→ **Work item**
Output, exactly and in full, the entries that appear below.

Collected data entries:
-- Opening Marker --

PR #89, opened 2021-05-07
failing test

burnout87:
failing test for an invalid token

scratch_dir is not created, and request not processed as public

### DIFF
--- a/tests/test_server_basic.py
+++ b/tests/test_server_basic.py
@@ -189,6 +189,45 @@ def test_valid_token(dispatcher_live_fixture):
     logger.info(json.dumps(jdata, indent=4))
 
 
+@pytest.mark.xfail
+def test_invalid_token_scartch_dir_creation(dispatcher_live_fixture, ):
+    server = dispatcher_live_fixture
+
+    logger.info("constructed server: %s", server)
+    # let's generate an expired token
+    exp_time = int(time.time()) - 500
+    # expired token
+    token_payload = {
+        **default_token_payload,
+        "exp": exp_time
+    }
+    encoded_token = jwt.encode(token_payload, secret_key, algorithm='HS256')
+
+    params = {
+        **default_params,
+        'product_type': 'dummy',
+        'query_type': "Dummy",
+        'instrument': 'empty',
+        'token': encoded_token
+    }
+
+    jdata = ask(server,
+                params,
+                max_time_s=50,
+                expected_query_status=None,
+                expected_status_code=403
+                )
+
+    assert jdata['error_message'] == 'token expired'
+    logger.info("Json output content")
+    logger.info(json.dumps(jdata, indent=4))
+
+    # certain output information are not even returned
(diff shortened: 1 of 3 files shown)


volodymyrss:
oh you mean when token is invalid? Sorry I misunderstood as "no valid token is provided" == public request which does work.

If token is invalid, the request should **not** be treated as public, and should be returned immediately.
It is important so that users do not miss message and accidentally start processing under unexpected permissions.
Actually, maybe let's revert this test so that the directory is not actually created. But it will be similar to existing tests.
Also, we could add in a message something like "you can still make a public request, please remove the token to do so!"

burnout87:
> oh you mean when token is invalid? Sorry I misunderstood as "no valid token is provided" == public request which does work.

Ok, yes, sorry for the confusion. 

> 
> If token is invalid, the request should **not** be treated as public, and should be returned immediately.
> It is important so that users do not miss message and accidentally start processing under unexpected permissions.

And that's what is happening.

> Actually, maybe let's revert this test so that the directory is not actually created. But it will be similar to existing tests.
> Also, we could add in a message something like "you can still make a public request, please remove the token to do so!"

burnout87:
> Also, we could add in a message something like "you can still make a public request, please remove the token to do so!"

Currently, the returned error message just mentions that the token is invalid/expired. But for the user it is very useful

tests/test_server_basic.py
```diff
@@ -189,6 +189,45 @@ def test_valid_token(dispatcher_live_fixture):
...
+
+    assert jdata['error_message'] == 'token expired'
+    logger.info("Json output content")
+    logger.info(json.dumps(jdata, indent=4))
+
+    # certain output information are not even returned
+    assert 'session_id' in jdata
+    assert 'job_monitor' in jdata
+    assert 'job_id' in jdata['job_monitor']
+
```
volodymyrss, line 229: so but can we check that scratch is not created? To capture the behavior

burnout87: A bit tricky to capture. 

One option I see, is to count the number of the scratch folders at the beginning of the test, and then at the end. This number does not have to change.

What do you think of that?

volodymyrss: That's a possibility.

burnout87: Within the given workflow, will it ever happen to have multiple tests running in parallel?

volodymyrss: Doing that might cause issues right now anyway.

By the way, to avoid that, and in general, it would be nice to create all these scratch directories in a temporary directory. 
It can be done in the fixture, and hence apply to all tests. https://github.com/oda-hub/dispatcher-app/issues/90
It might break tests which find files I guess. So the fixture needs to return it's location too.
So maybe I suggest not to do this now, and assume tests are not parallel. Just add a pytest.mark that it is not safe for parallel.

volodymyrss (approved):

-- Closing Marker --

→ **Task response**
PR #89, opened 2021-05-07
failing test

burnout87:
failing test for an invalid token

scratch_dir is not created, and request not processed as public

### DIFF
--- a/tests/test_server_basic.py
+++ b/tests/test_server_basic.py
@@ -189,6 +189,45 @@ def test_valid_token(dispatcher_live_fixture):
     logger.info(json.dumps(jdata, indent=4))
 
 
+@pytest.mark.xfail
+def test_invalid_token_scartch_dir_creation(dispatcher_live_fixture, ):
+    server = dispatcher_live_fixture
+
+    logger.info("constructed server: %s", server)
+    # let's generate an expired token
+    exp_time = int(time.time()) - 500
+    # expired token
+    token_payload = {
+        **default_token_payload,
+        "exp": exp_time
+    }
+    encoded_token = jwt.encode(token_payload, secret_key, algorithm='HS256')
+
+    params = {
+        **default_params,
+        'product_type': 'dummy',
+        'query_type': "Dummy",
+        'instrument': 'empty',
+        'token': encoded_token
+    }
+
+    jdata = ask(server,
+                params,
+                max_time_s=50,
+                expected_query_status=None,
+                expected_status_code=403
+                )
+
+    assert jdata['error_message'] == 'token expired'
+    logger.info("Json output content")
+    logger.info(json.dumps(jdata, indent=4))
+
+    # certain output information are not even returned
(diff shortened: 1 of 3 files shown)


volodymyrss:
oh you mean when token is invalid? Sorry I misunderstood as "no valid token is provided" == public request which does work.

If token is invalid, the request should **not** be treated as public, and should be returned immediately.
It is important so that users do not miss message and accidentally start processing under unexpected permissions.
Actually, maybe let's revert this test so that the directory is not actually created. But it will be similar to existing tests.
Also, we could add in a message something like "you can still make a public request, please remove the token to do so!"

burnout87:
> oh you mean when token is invalid? Sorry I misunderstood as "no valid token is provided" == public request which does work.

Ok, yes, sorry for the confusion. 

> 
> If token is invalid, the request should **not** be treated as public, and should be returned immediately.
> It is important so that users do not miss message and accidentally start processing under unexpected permissions.

And that's what is happening.

> Actually, maybe let's revert this test so that the directory is not actually created. But it will be similar to existing tests.
> Also, we could add in a message something like "you can still make a public request, please remove the token to do so!"

burnout87:
> Also, we could add in a message something like "you can still make a public request, please remove the token to do so!"

Currently, the returned error message just mentions that the token is invalid/expired. But for the user it is very useful

tests/test_server_basic.py
```diff
@@ -189,6 +189,45 @@ def test_valid_token(dispatcher_live_fixture):
...
+
+    assert jdata['error_message'] == 'token expired'
+    logger.info("Json output content")
+    logger.info(json.dumps(jdata, indent=4))
+
+    # certain output information are not even returned
+    assert 'session_id' in jdata
+    assert 'job_monitor' in jdata
+    assert 'job_id' in jdata['job_monitor']
+
```
volodymyrss, line 229: so but can we check that scratch is not created? To capture the behavior

burnout87: A bit tricky to capture. 

One option I see, is to count the number of the scratch folders at the beginning of the test, and then at the end. This number does not have to change.

What do you think of that?

volodymyrss: That's a possibility.

burnout87: Within the given workflow, will it ever happen to have multiple tests running in parallel?

volodymyrss: Doing that might cause issues right now anyway.

By the way, to avoid that, and in general, it would be nice to create all these scratch directories in a temporary directory. 
It can be done in the fixture, and hence apply to all tests. https://github.com/oda-hub/dispatcher-app/issues/90
It might break tests which find files I guess. So the fixture needs to return it's location too.
So maybe I suggest not to do this now, and assume tests are not parallel. Just add a pytest.mark that it is not safe for parallel.

volodymyrss (approved):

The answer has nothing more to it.